Sleep, Gut Health and Overall Health

Updated: Jun 27, 2019

Many people do not prioritise sleep and think it is ok to survive on less then 5 hours of sleep every night! Your body goes into cell repair when you sleep and if you are struggling to get enough sleep or have poor quality sleep; you will never feel fully energised. Good sleep equals a good environment for your body which equals good bacteria. 



The recommended duration of sleep is 8 hours. If you find you only get six hours (because you are wakeful) or consistently need nine hours or more, you may want to check in with a Health Professional. If you’re not allowing yourself enough sleep time, it’s important you work to change this. 


Rhythm of sleep is important too. It has been shown that maintaining the same sleep rhythm (circadian rhythm) is as important as duration. By “rhythm” this refers to roughly the same bedtime and rising time every night and day. Maintaining this sleep rhythm might be more important than the amount of sleep itself. 


What if I don’t sleep well?

 

  • Inflammatory, digestive, blood sugar and hormonal issues can interfere with your sleep. These issues can cause you to be unable to fall to sleep or cause you to wake up and struggle to get back to sleep. 

  • Stress is another factor that interferes with our sleep. Elevated levels of adrenaline and cortisol (stress hormones) actually block the release of melatonin (our sleep hormone). It is imperative you take steps to mitigate your stress and restore your sleep. 

  • There is so much research and systemic reviews out there that show there is an incontrovertible trend in data showing poor sleep with: Increased risk of heart disease Weight gain, obesity and metabolic syndrome Poorer cognitive performance Increase risk of autoimmune conditions Poorer Immune Function.


Sleep and your Gut 


It has been shown in studies that digestive tract inflammation causes poor sleep quality. Melatonin is a hormone released by your body when you sleep. Usually, the better you sleep, the more melatonin you release. This hormone might be the major connection between sleep and your gut. In a study, it showed that supplementing with melatonin helped symptoms of IBS. It has been shown that poor sleep leads to lower melatonin, which then directly correlates to gut damage.  A study was conducted on mice which showed the effects of poor sleep and the effect on gut microbiota. When mice who had their sleep rhythms disrupted (via jet lag) were fed an unhealthy diet, they gained weight. There was no weight gain in the other mice fed the same unhealthy diet who maintained a normal sleep cycle.

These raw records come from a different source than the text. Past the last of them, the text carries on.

PR #5087, opened 2020-02-25
chore(testkit/index.d.ts): generate file with `wuf`

argshook:
This PR addresses `testkit/*.d.ts` file generation with `wuf export-testkits`

tl;dr; `testkit/*.d.ts` files are now generated, same as `testkit/*.js`

---

Although the diff is rather large, it should be relatively safe for merge.

process of how this was done:

1. copy existing `testkit/index.d.ts`, `testkit/enzyme.d.ts` & `testkit/puppeteer.d.ts` to `testkit/bak`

This was correlated to change in gut microbiota due to sleep disruption. 


Tips on how to Improve your Sleep 

  • Reduce the blue light at night: use blue-light filters (which can be downloaded for computers, tablets, and phones) or use blue-light-filtering glasses. 

  • Ensure you are having balanced meals throughout the day to balance out blood sugar levels (good quality protein, complex carbohydrates and healthy fat).

  • Keep your sleeping environment cool.

  • Keep your bedroom quiet or use ear plugs.

  • Avoid stressful pre-bed activities (avoid anything that will stress you out before bed). 

  • Strive to be in bed at a reasonable time so you get 8 hours sleep every night. 

  • If you can’t sleep, nap. Napping helps protect against negative effects of sleep deprivation. 

  • Try meditation for at least 10-15 mins. There are some great apps like calm, guided mind and headspace that you can download. 

  • Try music therapy, read a book or do something that relaxes you before bed. 


If you are serious about being healthy, sleep must be a priority. You cannot achieve optimal health if you are not sleeping well. You must make this a priority if you want to feel and perform at your best!